Monday, July 19, 2010

The Election

Editor's Note: The following is a sermonic excerpt from Mike Nafziger, youth pastor.

I was recently at the zoo with a friend. After we saw the cutest baby giraffe in the entire world, we went to see the rhinoceroses. As we approached, we noticed the oppressive smell coming from their pen. We looked out and saw three rhinos laying down almost completely submerged in mud and filth, trying to avoid the heat. The person I was with said, “Oh, these guys are kind of cute!” I said, “Cute? No! This is so sad! It’s 95 degrees out here and these rhinos are laying here in the mud and in their own feces and are getting attacked by flies! This is disgusting! And the saddest part of all? They like it!” I thought to myself that if I could speak rhino and went and told them that they didn’t have to live in their own filth anymore; that they could get up out of the mud and the zookeeper would give them a nice cool hose down and let them live in the grassy area; if the rhinos were offered this opportunity, they wouldn’t take it. They were drawn to the filth. They desired the filth. The filth was comfortable to them, and in their filth they were never forced to think about the oppressive heat facing them outside. Brothers and Sisters, the same is true for us! On our own, we are drawn to our sinful nature. It is comfortable for us, it is all we know. This is what Paul is talking about when he says in Romans 7, “Wretched man that I am! Who will deliver me from this body of death?” But then there is hope: “Thanks be to God through Jesus Christ our Lord.” We have no means on our own to rid ourselves of the filth that we love to wallow in.

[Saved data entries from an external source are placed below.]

PR #2512, opened 2026-08-18
Fix OWASP migrations before changing behaviors->requirement

EmanueleDeRossi1:
## Summary
- Fresh database migrations fail with `UndefinedTable: relation "requirement" does not exist`
- Two migrations (`38ed899b9f41`, `b857edcac3c0`) import the live `Requirement` ORM model instead of using raw SQL. #2487 renamed the `behavior` table to `requirement` and updated that model in place, but on a from-scratch DB these two migrations run *before* the rename  migration, when the table is still called `behavior` — so they crash querying a table that doesn't exist yet
- This never showed up on existing dev/prod databases since they already had the table from before the rename — it only breaks a full migration replay from an empty database
- Both migrations now skip their body when the `requirement` table isn't there yet, which is safe since fresh installs get OWASP behaviors/metrics seeded another way, through onboarding's `load_initial_data()`

## Test plan
- [ ] `alembic downgrade base && alembic upgrade head` on a fresh database completes without error
- [ ] Existing (already-migrated) dases upgrade to head with no behavior change

### DIFF
--- a/apps/backend/src/rhesis/backend/alembic/versions/38ed899b9f41_add_owasp_behaviors_and_metrics_to_.py
+++ b/apps/backend/src/rhesis/backend/alembic/versions/38ed899b9f41_add_owasp_behaviors_and_metrics_to_.py
@@ -29,6 +29,7 @@ Create Date: 2026-07-02
 from typing import Sequence, Union
 
 from alembic import op
+from sqlalchemy import inspect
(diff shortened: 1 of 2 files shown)


harry-rhesis:
@EmanueleDeRossi1 nice catch, thanks!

But thanks be to God that even before the foundation of the world he chose us through Christ to be holy and blameless before him in love. “By grace we have been saved.” Only after Christ opens our eyes and our hearts can we see our sinful flesh for what it is, a pit of rhino dung. It is on this basis that we should read the rest of Ephesians 1, and in this understanding the promises of God become even more praiseworthy and awe-inspiring.